# Where to put moss in the enclosure?



## Denbert (Sep 24, 2017)

I would like to ask, where should I put my moss in the enclosure? should I put it below the substrate or above it? I'd really appreciate your advice. Thanks!


----------



## Walker253 (Sep 24, 2017)

If keeping moss n an enclosure, I'd probably keep it on top. You could keep track if it's drying out a little easier. That being said, what is the species or tarantula that will be kept in the enclosure? Also is the moss strictly for moisture control or just aesthetics?

Reactions: Agree 2


----------



## Denbert (Sep 24, 2017)

Walker253 said:


> If keeping moss n an enclosure, I'd probably keep it on top. You could keep track if it's drying out a little easier. That being said, what is the species or tarantula that will be kept in the enclosure? Also is the moss strictly for moisture control or just aesthetics?


I have one C. Cyaneopubescens and one P. Murinus. Basically, the moss serve two purposes but I consider it more for moisture control.


----------



## Walker253 (Sep 24, 2017)

You don't need any moss in either enclosure. Both like a very dry enclosure. If they are slings, you may dampen one corner of the enclosure from time to time, but it's best to keep it dry.

Reactions: Agree 3 | Informative 1


----------



## EulersK (Sep 24, 2017)

As @Walker253 said, neither need a lot of humidity. Keep the P. murinus bone dry, and occasionally overfill the C. cyaneopubescens' water dish. That's all.

For future reference, though, you shouldn't put moss either above the substrate or below it. Putting the moss on top of the substrate will actually dry out your enclosure _faster_ than if you had none at all. The moss has a wildly high surface area, meaning there is a lot of space for evaporation to take place. Combine that with the wicking effect that it'll have on the substrate and suddenly you're worse off than before. Keeping it below the substrate isn't much better, either. It won't dry out faster, but it will almost certainly break out in a thick blanket of mold. Further, many tarantulas burrow or at least excavate. They'll eventually hit the moss and not be able to burrow any deeper.

If you really want to maintain humidity, break up the dry moss in your hands as much as you can. You want crumbs of the stuff. Mix that into your existing substrate. This method actually does help with retaining moisture... but still more work than it's worth, in my opinion. Just stay on top of keeping the substrate moist and you'll be fine.

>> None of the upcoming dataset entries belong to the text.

PR #4398, opened 2026-07-27
feat(wiz): let the modify-only path name the chart to filter

fredaan:
## Problem

`/viewsheet/create`'s `modificationOnly` branch always resolved its target with `findPrimaryAssembly` — whichever chart was created or copied most recently.

That is correct while a conversation edits its newest chart, but wiz now resolves edits to a *specific* chart: a user can say "add a filter to the customer-count-by-state chart" three charts later. The `conditionModel` is then built against **that** chart's fields and applied to a **different** chart. At best the wrong chart is filtered; at worst the condition references columns the newest chart does not bind and the request fails.

There was no way for the caller to say which chart it meant.

## Change

**`CreateVisualizationModel.assemblyName`** (optional). Null keeps the existing primary-assembly resolution, so every current caller behaves exactly as before — the wiz side only sends it when it has a reason to override the default.

**`duplicateAssembly`, split out of `duplicatePrimaryAssembly`.** The existing method could not be reused for the copy-then-apply step:

- it requires `source` to *be* the primary, so with `source` an earlier chart the guard rejects the call outright;
- and it demotes `source` itself. Simply lifting the guard would demote nothing (an earlier chart is already non-primary) while still promoting the copy — **leaving two primaries in one viewsheet**.

`duplicateAssembly` demotes whichever assembly actually holds primary and places no constraint on `source`. `duplicatePrimaryAssembly` keeps its guard and delegates: that guard protects `setChartFormat` / `setChartColors` / `applyHighlight`, whose `assemblyName` comes from the client and may be stale, where "duplicate whatever happens to be primary" would silently act on an unrelated chart. Those three callers are untouched.

**Rollback bookkeeping follows.** `modificationOnly` now records the *previously-primary* assembly instead of `source`, since after this change they are no longer the same assembly — restoring `source` would promote the wrong chart. It also tolerates a viewsheet that had no primary to restore.

## Compatibility

Additive. Existing callers omit the field and get the current behaviour unchanged. The wiz client sends it only for a copy it just made or an explicitly resolved target chart; against a server predating this change the property is ignored (`@JsonIgnoreProperties(ignoreUnknown = true)`), degrading to primary-assembly resolution.

## Verification

`./mvnw -o compile -pl core` passes. Not yet exercised end-to-end — that needs a rebuilt server; the wiz-side counterpart is inetsoft-technology/stylebi-wiz#1321.

### DIFF
--- a/core/src/main/java/inetsoft/web/wiz/model/CreateVisualizationModel.java
+++ b/core/src/main/java/inetsoft/web/wiz/model/CreateVisualizationModel.java
@@ -101,6 +101,26 @@ public class CreateVisualizationModel {
    }
 
    /**
+    * Which chart the "modificationOnly" path acts on (see
+    * {@code WizVsService.createViewsheetInternal}). Null — the default and every pre-existing
+    * caller — means the viewsheet's current PRIMARY assembly, i.e. the chart created or copied most
+    * recently.
+    *
+    * <p>Naming one is required when the caller edits a chart that is NOT the newest: in a
+    * multi-chart conversation a filter built against an earlier chart's fields would otherwise be
+    * applied to a different chart, which at best filters the wrong chart and at worst references
+    * columns that chart does not bind. Ignored outside the modificationOnly path (the standard
+    * create/rebind path produces its own fresh assembly).
+    */
+   public String getAssemblyName() {
+      return assemblyName;
+   }
+
+   public void setAssemblyName(String assemblyName) {
+      this.assemblyName = assemblyName;
+   }
+
+   /**
     * #75456: row cap for sampled-preview mode. Null or &lt;=0 = full data (the default and the
     * agent path); &gt;0 = aggregate at most this many detail rows (faster on heavy/non-mergeable
     * sources, but Sum/Count may be approximate).
@@ -117,6 +137,7 @@ public class CreateVisualizationModel {
    private VisualizationConfig config;
    private String runtimeId;
    private String viewsheetIdentifier;
+   private String assemblyName;
    private VisualizationConditionModel conditionModel;
    private Integer sampleMaxRows;
    private transient VSAssembly primaryAssembly;
--- a/core/src/main/java/inetsoft/web/wiz/service/WizVsService.java
+++ b/core/src/main/java/inetsoft/web/wiz/service/WizVsService.java
@@ -1088,19 +1088,17 @@ public class WizVsService {
             VSAssembly modAssembly = sourceAssembly;
 
             // Copy-then-apply: duplicate the source BEFORE applying the condition, so the original is
-            // left untouched and the filter lands on a new, parallel copy instead. Captured BEFORE the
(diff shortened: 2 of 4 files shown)


fredaan:
All three points addressed in 9aaeadbd0.

## 🔴 Broken tests — confirmed and fixed

You were right, and the failure is worse than "the stub is dead": the run errors before it even reaches the fallback. `duplicateAssembly` runs for real against the mocked `ChartVSAssembly`, and `rebindAssembly` NPEs on `getVSAssemblyInfo().clone()` returning null. Actual result before the fix:

```
Tests run: 6, Failures: 3, Errors: 2
```

Stubs and the `never()` verification now target `duplicateAssembly`; `copyFalseNeverCallsDuplicatePrimaryAssembly` renamed to match. The class doc notes why this path uses `duplicateAssembly` — the chart it copies need not be primary.

I should have caught this: I ran `./mvnw -o compile -pl core` and treated a clean compile as verification. A signature change with Mockito stubs is exactly the case a compile cannot catch.

## 🟢 The implicit invariant — taken, and it simplified the fix

`duplicateAssembly` now returns `AssemblyDuplication(copy, demoted)`. This removes the `findPrimaryAssembly`-twice pattern you flagged: the caller no longer re-derives the demoted assembly, so there is nothing for a future edit between the two call sites to desynchronize. `duplicatePrimaryAssembly` keeps its `VSAssembly` return and unwraps `.copy()`, so its three callers are untouched.

## 🟡 Coverage for the new behaviour — added

New `WizVsServiceDuplicateAssemblyTest` (real `Viewsheet`/`ChartVSAssembly`, per the sibling test's note about factory dispatch):

- a non-primary source is still duplicated, and the assembly that loses primary is the one that **held** it, not the source
- exactly one primary remains afterwards — the two-primaries corruption this split exists to prevent
- the duplicated source stays in the viewsheet
- a viewsheet with no primary reports `demoted == null` — the case the rollback branch must tolerate
- a primary source behaves as before (pins the shared path now that `duplicatePrimaryAssembly` delegates)

`WizVsServiceFilterCopyTest` gains the `assemblyName` resolution cases: absent → primary (and `getAssembly` never consulted), explicit → that chart, unknown → `IllegalStateException` naming it rather than silently filtering the primary.

## Verification

```
WizVsServiceApplyHighlightCopyTest        6/6
WizVsServiceDuplicateAssemblyTest         6/6  (new)
WizVsServiceDuplicatePrimaryAssemblyTest  6/6
WizVsServiceFilterCopyTest                9/9  (was 6, +3)
Tests run: 27, Failures: 0, Errors: 0 — BUILD SUCCESS
```

Also noted your point about an `assemblyName` pointing at a non-`DataVSAssembly`: `applyConditionModel` warns and no-ops, so a `copy=true` request would still create and promote a copy while applying nothing. Agreed it is not a regression (`findPrimaryAssembly` carried the same risk), and I have left it alone rather than widen this PR — happy to add an explicit type check if you would prefer it here.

Tarantulas do so well in captivity because of this: they don't care about ambient humidity, they care about the moisture of the substrate. So long as that substrate stays moist, even the most humidity-loving spider will do just fine.

Reactions: Like 1 | Agree 1 | Informative 6


----------



## Denbert (Sep 24, 2017)

Thanks man! I appreciate all of your advice.


----------



## FrDoc (Sep 25, 2017)

EulersK said:


> As @Walker253 said, neither need a lot of humidity. Keep the P. murinus bone dry, and occasionally overfill the C. cyaneopubescens' water dish. That's all.
> 
> For future reference, though, you shouldn't put moss either above the substrate or below it. Putting the moss on top of the substrate will actually dry out your enclosure _faster_ than if you had none at all. The moss has a wildly high surface area, meaning there is a lot of space for evaporation to take place. Combine that with the wicking effect that it'll have on the substrate and suddenly you're worse off than before. Keeping it below the substrate isn't much better, either. It won't dry out faster, but it will almost certainly break out in a thick blanket of mold. Further, many tarantulas burrow or at least excavate. They'll eventually hit the moss and not be able to burrow any deeper.
> 
> ...


I understand completely your instructions in the context of moss for humidity maintenance.  However, what is your opinion on moss from a purely aesthetic context?


----------



## EulersK (Sep 25, 2017)

FrDoc said:


> I understand completely your instructions in the context of moss for humidity maintenance.  However, what is your opinion on moss from a purely aesthetic context?


That's much more of an opinion, isn't it? 

But here's the thing. Most tarantulas _hate_ to walk on the stuff, so I simply don't use it.


----------



## FrDoc (Sep 25, 2017)

EulersK said:


> That's much more of an opinion, isn't it?
> 
> But here's the thing. Most tarantulas _hate_ to walk on the stuff, so I simply don't use it.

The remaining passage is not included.